First of all, I would like to point out that most of the times audio problems are due to misconfiguration.
Since Ubuntu 9.10, there is a default configuration tool called “Pulseaudio” with a new interface that we can configure to match our sound preferences.
Right click on the speaker icon next to the hour and choose “Sound Preferences”. We find the following tabs:
- Output volume -> will be in all tabs and is the main volume. We must disable “silence” as it comes enabled by default.
- Sound Effects -> To set up alerts.
- Hardware -> We can choose the profile of your sound card and make it work one way or another depending on the capabilities of our sound card. Depending on the option we choose, we will be will enabling or disabling the correspondign “alsamixer” controls. Example: HDA-Intel has many profiles up to 5 +1 Surround, but I have two front speakers and the default “Analog Stereo Duplex” works perfectly.

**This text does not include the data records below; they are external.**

PR #19960, opened 2023-06-27
PIM-11067: fix display banner when user does not have system configur…

marinfazioakeneo:
…ation acl

- [ ] Tests
- [ ] Migration & Installer
- [ ] PM Validation (Story)
- [ ] Tech Doc

### DIFF
--- a/front-packages/shared/src/dependencies/system-configuration.ts
+++ b/front-packages/shared/src/dependencies/system-configuration.ts
@@ -17,8 +17,6 @@ const systemConfiguration: SystemConfiguration = {
 
       return Promise.resolve();
     } catch (error) {
-      systemConfigurationData['sandbox_banner'] = true;
-
       return Promise.resolve();
     }
   },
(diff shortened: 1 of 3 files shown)


front-packages/shared/src/dependencies/system-configuration.ts
```diff
@@ -17,8 +17,6 @@ const systemConfiguration: SystemConfiguration = {
 
       return Promise.resolve();
     } catch (error) {
-      systemConfigurationData['sandbox_banner'] = true;
```
StevenVAIDIE, line 20: Can you revert this change ? In this way we will display the banner by default if there is another problem

StevenVAIDIE (approved):
Do not forget to change the CHANGELOG.md by adding a new line

front-packages/shared/src/dependencies/system-configuration.ts
marinfazioakeneo: done

ValentinMumble (approved):

PR #19978, opened 2023-06-29
PIM-11011: Fix versioning on common attribute values update using no …

cemorin:
…real time imports

When evaluating changeset between two versions, the operator `+` was merging left into right (taking stale data).
`array_merge` merges right into. (which is the newer version in this case)

`$modification + $oldSnapshot `
will result in:

```
description = "Quelles belles chaussures"
```

`array_merge`
will result in:
```
description = Nouvelles belles chaussures
```

So old version was re-applied and there was a difference between the newer version and the old, so the pending version was not removed.

- [ ] Tests
- [ ] Migration & Installer
- [ ] PM Validation (Story)
- [ ] Tech Doc

### DIFF
--- a/CHANGELOG.md
+++ b/CHANGELOG.md
@@ -104,6 +104,7 @@
 - PIM-11071: Fix potential divided by zero in completeness calculation
 - PIM-11073: Fix search with underscore on attribute grid
 - PIM-11035: Modify the command to fit with UCS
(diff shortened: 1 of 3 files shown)


pierallard (approved):
Quel talent

Beninho (approved):

cemorin:
> Quel talent

:clap: :clap: @pierallard

PR #19983, opened 2023-06-30
CPM-1067: Add endpoint to switch main identifier

pierallard:
This PR introduce
- A new endpoint for the end users
- A Command to switch main identifier
- A Handler to execute the Query
- A Validator to be sure the command is executable

### DIFF
--- a/src/Akeneo/Pim/Structure/Bundle/Application/SwitchMainIdentifier/SwitchMainIdentifierValidator.php
+++ b/src/Akeneo/Pim/Structure/Bundle/Application/SwitchMainIdentifier/SwitchMainIdentifierValidator.php
@@ -1,0 +1,69 @@
+<?php
+
+namespace Akeneo\Pim\Structure\Bundle\Application\SwitchMainIdentifier;
+
+use Akeneo\Pim\Structure\Component\AttributeTypes;
+use Akeneo\Pim\Structure\Component\Model\Attribute;
+use Akeneo\Pim\Structure\Component\Repository\AttributeRepositoryInterface;
+use Webmozart\Assert\Assert;
+
+/**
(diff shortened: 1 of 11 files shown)


src/Akeneo/Pim/Structure/Bundle/Application/SwitchMainIdentifier/SwitchMainIdentifierValidator.php
```diff
@@ -0,0 +1,69 @@
...
+                '%s attribute is not an identifier',
+                $this->newMainIdentifier
+            ));
+        }
+    }
+
+    private function validateAttributeIsNotMainIdentifier(): void
+    {
+        Assert::isInstanceOf($this->newMainIdentifier, Attribute::class);
+        if ($this->newMainIdentifier->isMainIdentifier()) {
```
Beninho, line 56: Shouldn't we do nothing if identifier is already the main?

Beninho (approved):

antoinearrive (approved):

src/Akeneo/Pim/Structure/Bundle/Application/SwitchMainIdentifier/SwitchMainIdentifierValidator.php
pierallard: It's ~20 lines above this one

pierallard: No because it will update "update" field even if we do nothing, and will only update main_identifier from 1 to 0, which will lead to "no main identifier"

mmetayer (approved):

- Input -> We set “connector” to the device that allows us to input sound into the machine, such as microphones, cd player … to record sound from a phone conversation for example. We can also set volume and input level to test whether the device is working properly. We must disable “silence” as it comes enabled by default.
- Output -> We set “connector” to choose among sound output devices like normal speakers, headphones, or others.
- Applications -> shows the applications that are currently playing or recording sound.
If we do not do well with PulseAudio we can remove it and stick with ALSA which is the configuration tool bundled with Ubuntu 9.04 and earlier
Most people have no problems with pulseaudio, but several readers mentioned they have issues they never had before with Alsa. Many of these problems are related to the topic of microphones and audio capture (eg Skype).
There are plenty of guides that show how to completely remove pulseaudio from the computer and reinstall Alsa as we had in previous versions of Ubuntu.
SET THE SOUND CONTROLS WITH ALSAMIXER
We can enable or disable the sound controls of our card through the terminal with the following command:
We see there are several controls:
Card -> Model name of your sound card.
Chip -> The processor of our sound card.
View -> We navigate using the “tab” key:
• Playback: Controls for playback and sound output.
• Capture: Controls to set capture or recording.
• All: All the controls.
Below we find all the controls that should be set using the keyboard:
• Right and Left arrow in keyboard -> we move through the different controls from left to right and vice versa
• “m” key -> activate or deactivate control. MM means deactivated, OO means activated.
• Arrow up and down in keyboard -> raise and lower the volume.
• “Escape” Key -> Exit alsamixer and save the configuration.
Note: If we install gnome-alsamixer, we will have a graphical interface to modify sound options rather than the console-mode alsamixer.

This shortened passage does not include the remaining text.